#### [WORK TASK]
For each line below that contains the string "needs", copy that line.

#### [DATASET EXTRACT]
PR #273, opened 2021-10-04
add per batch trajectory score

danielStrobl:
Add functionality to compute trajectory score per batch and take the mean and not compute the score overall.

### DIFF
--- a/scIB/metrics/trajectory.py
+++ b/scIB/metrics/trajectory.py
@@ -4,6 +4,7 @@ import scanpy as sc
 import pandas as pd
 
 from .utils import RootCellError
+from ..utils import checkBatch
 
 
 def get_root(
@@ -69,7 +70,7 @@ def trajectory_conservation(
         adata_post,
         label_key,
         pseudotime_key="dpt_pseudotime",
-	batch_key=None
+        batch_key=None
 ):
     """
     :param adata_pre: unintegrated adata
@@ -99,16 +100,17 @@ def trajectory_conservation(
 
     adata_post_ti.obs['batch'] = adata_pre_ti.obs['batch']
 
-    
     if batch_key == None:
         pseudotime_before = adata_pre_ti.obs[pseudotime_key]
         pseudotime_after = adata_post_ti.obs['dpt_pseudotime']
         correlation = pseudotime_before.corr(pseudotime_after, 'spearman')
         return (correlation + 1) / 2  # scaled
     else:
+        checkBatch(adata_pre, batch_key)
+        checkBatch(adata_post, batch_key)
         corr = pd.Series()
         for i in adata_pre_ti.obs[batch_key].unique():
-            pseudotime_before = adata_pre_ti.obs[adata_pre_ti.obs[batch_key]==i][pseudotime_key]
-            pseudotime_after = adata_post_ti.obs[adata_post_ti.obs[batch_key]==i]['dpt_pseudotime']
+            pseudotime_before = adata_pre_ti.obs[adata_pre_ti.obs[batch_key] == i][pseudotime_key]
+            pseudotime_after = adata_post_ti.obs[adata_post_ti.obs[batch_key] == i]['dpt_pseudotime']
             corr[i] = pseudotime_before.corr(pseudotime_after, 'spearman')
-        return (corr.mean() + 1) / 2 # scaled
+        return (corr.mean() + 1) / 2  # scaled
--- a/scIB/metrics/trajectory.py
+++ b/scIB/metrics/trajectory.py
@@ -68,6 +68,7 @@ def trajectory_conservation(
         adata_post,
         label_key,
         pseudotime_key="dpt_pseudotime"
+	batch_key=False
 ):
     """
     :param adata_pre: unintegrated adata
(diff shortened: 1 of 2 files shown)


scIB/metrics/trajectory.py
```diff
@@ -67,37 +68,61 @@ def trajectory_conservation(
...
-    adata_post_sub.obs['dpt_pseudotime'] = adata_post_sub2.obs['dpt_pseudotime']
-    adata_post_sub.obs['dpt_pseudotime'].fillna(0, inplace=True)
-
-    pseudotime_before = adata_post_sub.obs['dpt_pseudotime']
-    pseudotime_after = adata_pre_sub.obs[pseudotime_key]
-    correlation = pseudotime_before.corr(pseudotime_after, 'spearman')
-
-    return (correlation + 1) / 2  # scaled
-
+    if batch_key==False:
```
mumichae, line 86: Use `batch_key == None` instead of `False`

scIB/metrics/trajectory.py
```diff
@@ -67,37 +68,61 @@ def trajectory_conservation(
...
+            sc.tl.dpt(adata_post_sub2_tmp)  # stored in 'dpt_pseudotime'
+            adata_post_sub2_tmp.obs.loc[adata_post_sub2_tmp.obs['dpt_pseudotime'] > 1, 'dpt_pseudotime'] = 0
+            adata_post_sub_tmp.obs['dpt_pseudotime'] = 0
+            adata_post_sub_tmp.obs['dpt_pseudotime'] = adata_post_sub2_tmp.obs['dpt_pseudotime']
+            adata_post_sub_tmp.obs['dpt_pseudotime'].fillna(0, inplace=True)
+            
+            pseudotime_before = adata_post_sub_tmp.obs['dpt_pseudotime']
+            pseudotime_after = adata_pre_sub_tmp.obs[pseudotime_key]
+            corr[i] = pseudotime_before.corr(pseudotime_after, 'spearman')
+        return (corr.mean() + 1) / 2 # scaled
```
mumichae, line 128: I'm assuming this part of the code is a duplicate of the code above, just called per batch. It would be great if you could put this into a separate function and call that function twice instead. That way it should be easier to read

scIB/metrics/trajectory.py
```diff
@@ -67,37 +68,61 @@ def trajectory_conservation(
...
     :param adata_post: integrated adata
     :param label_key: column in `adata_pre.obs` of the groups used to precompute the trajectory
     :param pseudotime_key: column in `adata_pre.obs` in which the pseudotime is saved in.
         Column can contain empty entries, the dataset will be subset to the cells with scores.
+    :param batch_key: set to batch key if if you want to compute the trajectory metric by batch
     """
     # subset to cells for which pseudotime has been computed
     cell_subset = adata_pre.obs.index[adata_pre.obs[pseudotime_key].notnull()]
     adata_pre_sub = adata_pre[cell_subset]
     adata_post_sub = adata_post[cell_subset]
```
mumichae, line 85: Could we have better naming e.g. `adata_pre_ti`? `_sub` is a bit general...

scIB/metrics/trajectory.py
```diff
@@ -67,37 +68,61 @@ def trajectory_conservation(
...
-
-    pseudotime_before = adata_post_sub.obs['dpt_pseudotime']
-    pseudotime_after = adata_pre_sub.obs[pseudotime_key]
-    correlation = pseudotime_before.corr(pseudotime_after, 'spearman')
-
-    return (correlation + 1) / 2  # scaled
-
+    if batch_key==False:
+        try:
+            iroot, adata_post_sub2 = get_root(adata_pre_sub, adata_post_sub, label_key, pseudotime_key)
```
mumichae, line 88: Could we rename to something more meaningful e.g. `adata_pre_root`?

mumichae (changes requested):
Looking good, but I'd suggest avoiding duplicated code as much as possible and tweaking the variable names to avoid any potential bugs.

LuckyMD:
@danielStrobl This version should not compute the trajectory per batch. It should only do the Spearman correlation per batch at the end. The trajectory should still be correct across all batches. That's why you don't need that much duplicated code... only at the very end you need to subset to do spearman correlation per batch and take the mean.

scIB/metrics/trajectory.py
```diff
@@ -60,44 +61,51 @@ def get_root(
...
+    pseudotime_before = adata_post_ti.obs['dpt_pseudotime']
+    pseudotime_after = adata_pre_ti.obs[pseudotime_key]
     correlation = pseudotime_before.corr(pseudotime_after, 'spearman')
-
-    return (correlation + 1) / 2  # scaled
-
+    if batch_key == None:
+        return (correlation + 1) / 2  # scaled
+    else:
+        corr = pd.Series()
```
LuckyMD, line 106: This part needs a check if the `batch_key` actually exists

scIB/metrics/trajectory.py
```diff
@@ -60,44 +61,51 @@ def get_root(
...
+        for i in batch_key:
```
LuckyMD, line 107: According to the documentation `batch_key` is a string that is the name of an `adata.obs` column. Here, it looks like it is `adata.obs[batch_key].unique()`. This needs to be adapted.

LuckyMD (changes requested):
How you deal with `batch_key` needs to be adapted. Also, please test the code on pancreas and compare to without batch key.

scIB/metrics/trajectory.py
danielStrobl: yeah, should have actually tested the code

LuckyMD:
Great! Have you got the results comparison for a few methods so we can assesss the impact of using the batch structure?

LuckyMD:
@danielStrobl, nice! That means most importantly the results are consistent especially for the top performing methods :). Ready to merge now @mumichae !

---

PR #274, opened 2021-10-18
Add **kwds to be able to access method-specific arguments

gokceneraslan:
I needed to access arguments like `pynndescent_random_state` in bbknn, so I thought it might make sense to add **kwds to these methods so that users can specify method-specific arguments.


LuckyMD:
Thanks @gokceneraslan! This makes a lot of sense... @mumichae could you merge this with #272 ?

#### [REPLY TO THE EXERCISE]
LuckyMD, line 106: This part needs a check if the `batch_key` actually exists
LuckyMD, line 107: According to the documentation `batch_key` is a string that is the name of an `adata.obs` column. Here, it looks like it is `adata.obs[batch_key].unique()`. This needs to be adapted.
How you deal with `batch_key` needs to be adapted. Also, please test the code on pancreas and compare to without batch key.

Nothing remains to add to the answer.